5.4 SAĞLIKLI BİR SENDİKALAŞMA İSTATİSTİĞİ İÇİN
Sağlıklı, bilimsel sendikalaşma istatistiklerine ulaşabilmek için öncelikle istatistiki çalışmanın siyasi etki ve kaygılardan arındırılması gerekir. Bu alana yeterli teknik donanım, kaynak ve yetkin eleman sağlanması ise bir diğer sorundur. Sendika üyeliğine ilişkin düzenleme net ve açık hale getirilmeli, yüzde on barajı hem istatistik sistemini bozan bir etken olması nedeniyle hem de sendika özgürlüğü açısından kaldırılmalıdır. Yetki sorun idarenin keyfi olarak kullanabileceği bir sistem olmaktan çıkarılmalı. İstatistiklerin sendikalara baskı amacıyla kullanılmasına imkan veren düzenlemeler kaldırılmalıdır. Böylece istatistikler siyasal ya da sosyal aktörlerin müdahalesinden uzak bilimsel çalışmalar haline gelebilir.
Ayrıca Türkiye’nin çalışma istatistikleri sistemini ILO tarafından önerilen norm ve tekniklere uygun hale getirilmelidir.
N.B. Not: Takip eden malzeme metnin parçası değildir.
PR #79, opened 2022-04-25
[chore] Replace mirai annotations with normal asserts

tnowacki:
- mirai is not being run. Replaced the annotations with the corresponding assert/debug_assert
- The mirai-only annotations are now debug_asserts, because why not

### DIFF
--- a/Cargo.lock
+++ b/Cargo.lock
@@ -1832,12 +1832,6 @@ dependencies = [
 ]
 
 [[package]]
-name = "mirai-annotations"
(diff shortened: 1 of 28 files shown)


bmwill (approved):

bmwill:
I guess mirai is now dead?

tnowacki:
> I guess mirai is now dead?

I think it is still being worked on? But it hasn't been in usage in the Move repo for a long time

PR #83, opened 2022-04-27
Fix error messages mangled by unicode

cowlicks:
This fixes a small bug I found while looking looking for a "[trojan source](https://trojansource.codes/trojan-source.pdf)" using bidirectional override unicode codepoints. Fortunately, Move is not vulnerable because the it's parser only allows printable ASCII and newlines.

The bug occurs when some code contains the codepoint U+202E - right to left override.
The error does not escape the codepoint,  all the text following the error message is reversed when rendered to a terminal.

So this code:
```move
script {
    use Std::Debug;
    // this is actually:
    // fun hello{U+202E}world(signer:account) {
    fun hello‮world(account:signer) {
        Debug::print(&account)
    }
}
```

When run gives:
```
$ move sandbox run sources/debug_script.move --signers 0xf -v

error[E01001]: invalid character
  ┌─ ./sources/debug_script.move:3:14
  │
5 │     fun hello‮world(account:signer) {
  │               Invalid character '‮' found when reading file. Only ASCII printable characters, tabs (\t), and line endings (\n) are permitted.

```

With this PR we get:
```
$ ../move/target/debug/move sandbox run sources/debug_script.move --signers 0xf -v

error[E01001]: invalid character
  ┌─ ./sources/debug_script.move:3:14
  │
5 │     fun hello‮world(account:signer) {
  │               Invalid character '\u{202e}' found when reading file. Only ASCII printable characters, tabs (\t), and line endings (\n) are permitted.
```

I also noticed what looked like a similiar bug in `language/move-ir-compiler/move-ir-to-bytecode/src/parser.rs` so I added a fix and test for that too. But it wasn't immediately obvious how to invoke the move-ir-to-bytecode crate to reproduce the issue.

Note the source code shown in the error is also rendered in a mangled way, but I wasn't sure if that counts as a bug or not.

yes

## Test Plan

Can someone explain how I could reproduce the issue in the `move-ir-to-bytecode` parser? Otherwise the unit tests added cover the changes.


language/move-compiler/src/parser/comments.rs
```diff
@@ -34,3 +34,20 @@ pub fn verify_string(file_hash: FileHash, string: &str) -> Result<(), Diagnostic
...
+        let result = super::verify_string(
+            super::FileHash::new("unused"),
+            checkmark,
+            );
+        let diagnostics = result.unwrap_err();
+        let err_msg = format!("{:?}", diagnostics);
+        assert!(err_msg.contains(&checkmark.escape_default().to_string()));
+        assert!(!err_msg.contains(&checkmark));
+    }
+}
```
tnowacki, line 53: Could you add a test for this instead in `language/move-compiler/tests/move_check/parser/`

language/move-ir-compiler/move-ir-to-bytecode/src/parser.rs
```diff
@@ -105,4 +105,14 @@ mod tests {
             good_chars.pop();
         }
     }
+
+    #[test]
```
tnowacki, line 109: This one is fine, I don't care about the ir parser as much :P

tnowacki (changes requested):
Thanks for the fix! Just a small change to make sure we have end-to-end testing for how this is handled

language/move-compiler/src/parser/comments.rs
cowlicks: Test moved, and rebased into this commit.

cowlicks:
Updated the test and rebased into the move-compiler commit as per [CONTRIBUTING.md#bisect-able-history](https://github.com/move-language/move/blob/main/CONTRIBUTING.md#bisect-able-history)

language/move-compiler/tests/move_check/parser/invalid_character_comment.exp
```diff
@@ -1,6 +1,6 @@
-error[E01001]: invalid character
+error[E01001]:invalid character
   ┌─ tests/move_check/parser/invalid_character_comment.move:3:44
   │
 3 │ // Non-ASCII characters in comments (e.g., ф) are also not allowed.
-  │                                            ^ Invalid character 'ф' found when reading file. Only ASCII printable characters, tabs (\t), and line endings (\n) are permitted.
+  │                                            ^ Invalid character '\u{444}' found when reading file. Only ASCII printable characters, tabs (\t), and line endings (\n) are permitted.
```
tnowacki, line 5: I now have a much better understanding of whats going on here, thanks for the test.

Would it be possible to display the original character if it is printable? Not sure if there is an easy way to check that or not.

If not, this at least fixes the bug, so we can land as is

language/move-ir-compiler/move-ir-to-bytecode/src/parser.rs
tnowacki, line 109: Gah! I'm super sorry. I was reminded that we actually have these `.exp` tests for the IR now too. We should make this one to follow suit. 

It should go in 
`language/move-ir-compiler/transactional-tests/tests/parsing`

wrwg:
Is this still active?

PR #85, opened 2022-04-27
[move-package] Run compiler once

tnowacki:
- Removed compiling each package separately. It is now run once for the root
- Caching is a bit too hard, and likely not worth it. It can be added back later.

## Motivation

- The package system was rather difficult to work with for transitive dependencies, specifically if you want to extract information from the compiler with a custom driver
- This change means ALL packages (root + transitive deps) are compiled at once, with no caching.
- The caching could be brought back, but right now my guess is that the perf improvements would be marginal.

## Test Plan

- Updated tests (though I didn't actually see any tests that tested the caching behavior? I think it was broken anyway...)


language/tools/move-cli/src/package/cli.rs
```diff
@@ -496,57 +489,38 @@ pub fn run_move_unit_tests(
                 .collect::<HashMap<_, _>>()
         })
         .collect();
+    let root_package = Some(resolution_graph.root_package.package.name);
     let build_plan = BuildPlan::create(resolution_graph)?;
     // Compile the package now. We need to treat the root package differently since we need to
```
awelc, line 494: I think that this comment is largely out of date since the code does not specialize towards the root package anymore.

language/tools/move-package/src/compilation/compiled_package.rs
```diff
@@ -463,142 +464,72 @@ impl CompiledPackage {
...
-            dep_package.gather_module_resolution_metadata(
-                &resolved_package.renaming,
-                &mut module_resolution_metadata,
-            )
-        }
-        // gather from compiled units (which do not include deps)
-        for (mod_id, name) in resolutions.into_iter().flatten() {
-            let _old_value = module_resolution_metadata.insert(mod_id, name);
-            debug_assert!(_old_value.is_none());
+        let paths = {
```
awelc, line 509: Am I reading it right that we will now have all ASTs for all (dependent) packages generated with a single compiler invocation without any additional modifications?

awelc (approved):
Looks good to me overall!

language/tools/move-package/src/compilation/compiled_package.rs
tnowacki: Correct. And each definition (module or script) will have the package name tagged on top of it, in the field `package_name: Option<Symbol>`

awelc (approved):

Manahip:
Ah I guess I can answer my own question. Yes `CompiledPackage.root_compiled_units` are implicitly topologically sorted by dependency right now, thanks to https://github.com/move-language/move/blob/main/language/move-compiler/src/to_bytecode/translate.rs#L134

PR #98, opened 2022-05-04
import Diem Framework for testing and researching

vgao1996:
This PR gets the Diem Framework imported into the Move repo so that we can use it for future testing and researching.

More specifically, this
1. Imports the Move packages: `DPNFramework`, `DiemCoreFramework` and `DiemExperimental`
2. Imports a few crates that are needed for running unit tests (native function impl + crypto + df-cli). The code has been changed slightly to make it work within the new repo.
3. Adds two scripts `build_all.sh` and `test_all.sh`, which can be used to build and test all the three packages respectively. These scripts are also used by the newly added CI tests.

Here's an overview of the directory layout:
```
language/documentation/examples
  - diem-framework
    - crates
      - cli
      - crypto
      - crypto-derive
      - natives
    - move-packages
      - core
      - DPN
      - experimental
    - build_all.sh
    - test_all.sh
```


wrwg (commented):
This is awesome! We need it for improving the Move Prover, and testing the Move compiler.

I wonder whether we have a chance to eventually remove the Rust crates which come with it. I assume that is not the case because likely some tests depend on the specific Diem bindings. Even more so a reason why we need more power in CI.

vgao1996:
@tnowacki @sblackshear Let me know if this looks reasonable to you!

vgao1996:
Bump for a bit more attention

wrwg (approved):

Ancak böylece Türk çalışma istatistikleri hem ulusal hem de uluslararası alanda referans olarak kullanılabilir hale gelebilirler.
SONUÇ
Bu çalışmada spesifik olarak sendika üyeliği ve sendikalaşma istatistikleri ele alınmış ve özellikle ülkemiz özelinde bu alanda var olan karmaşa, kargaşa ve bilimsellikten uzak tablo sergilenmiştir.
Çalışma, dünya genelinde sendikalaşmaya ilişkin farklı eğilimlerinin bulunduğunu; gerileme ile durgunluğun ve artışın aynı zamanda farklı ülkelerde görülebildiğini saptanmaktadır. Ancak bu eğilimleri saptamada kullanılan istatiski metot ve kaynakların çeşitli sorunlarla malul olduğu gözlenmektedir.
Çalışmanın temel konusu olan ülkemiz de ise çalışma istatistiklerinin durumu daha da vahimdir. Türkiye’nin resmi sendikalaşma istatistikleri uluslararası alanda şüpheyle karşılanmakta ve kabul görmemektedir. Gerçekten de Çalışma ve Sosyal Güvenlik Bakanlığı’nın sendikal istatistiklerinin bilimsel kaygılardan çok siyasal, hukuksal ve sosyal kaygılarla düzenlendiği ve siyasal müdahalelere açık olduğu görülmektedir. Bilimselliği ve iç tutarlılığı bulunmayan ÇSGB istatistiklerinin uluslararası ölçütleri kullanmadığı görülmektedir.
Resmi istatistiklerin güven vermeyişi alternatif arayışları ve hesaplama yöntemlerini gündeme getirmektedir. Yapılan hesaplamalar ülkemizde sendikalaşma oranının ve sendikalı işçi sayısının 1980’lerin ortasından bugüne önemli düşüşler yaşadığını göstermektedir.
Sendikal istatistiklerin sağlıklı hale gelebilmesi için bu alanda uluslararası normların kullanılması ve istatistikleri çarpıtan mekanizmaların ortadan kaldırılması zorunludur.